Requirement: Tally the lines below containing "them" and report only the total.

==========

PR #10, opened 2011-08-18
Add automated datasource deployments for mysql and postgresql

stuartwdouglas:
I have added a feature to the jboss-as maven plugin that allows it to automatically deploy datasources. I think it would be a good idea to have a sample of this functionality in the quickstarts, to enable people to get started with a custom datasource quickly on AS7.

This pull request has an example pom that can automatically add mysql and postgresql datasources (and xa-datasources).

### DIFF
--- a/datasource/pom.xml
+++ b/datasource/pom.xml
@@ -9,6 +9,16 @@
     <packaging>pom</packaging>
     <name>JBoss AS Quickstarts: Datasources</name>
 
+    <description>
+        The pom provides example datasource configurations that can be deployed using the jboss-as maven
+        plugin. To deploy a datasource modify the database properties below (or specify them using -D) and
+        run maven with the appropriate profile for the database you wish to connect to. For example, to deploy
+        a postgresql XA datasource you would run:
+
+        mvn install -Ppostgresql-xa
+
+    </description>
+
     <url>http://jboss.org/jbossas</url>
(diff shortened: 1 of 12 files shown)


pmuir:
Rather than add this as a new quickstart, I think it would make more sense to add this to an existing quickstart, probably the login quickstart, as profiles, and optional features.

We would need more docs for this too.

WDYT?

stuartwdouglas:
I don't know about it being part of another example, as there is not really any way to just run it without also installing the project (I don't think there is anyway, unless there is some  maven feature I don't know about).

I envisaged people using this in the real world as a sub project that just installs the datasource, rather than having it integrated into their main build pom. With that said though if you think it is better in the login example I am happy to go with that. 

I agree it needs more docs, I will try and get onto that this week. It would also be good to get oracle and mssql datasources, but I don't have them availible to test.

pmuir:
How about adding it as a sub module of the login quickstart then?

stuartwdouglas:
Ok, I will do that.

pmuir:
Stuart, did you do this?

stuartwdouglas:
No, and it will need a bit of work due to AS7 management API changes. I will revisit after 7.1 is out

pmuir:
I'm going to close this pull for now :-)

==========

Solution for this problem: 2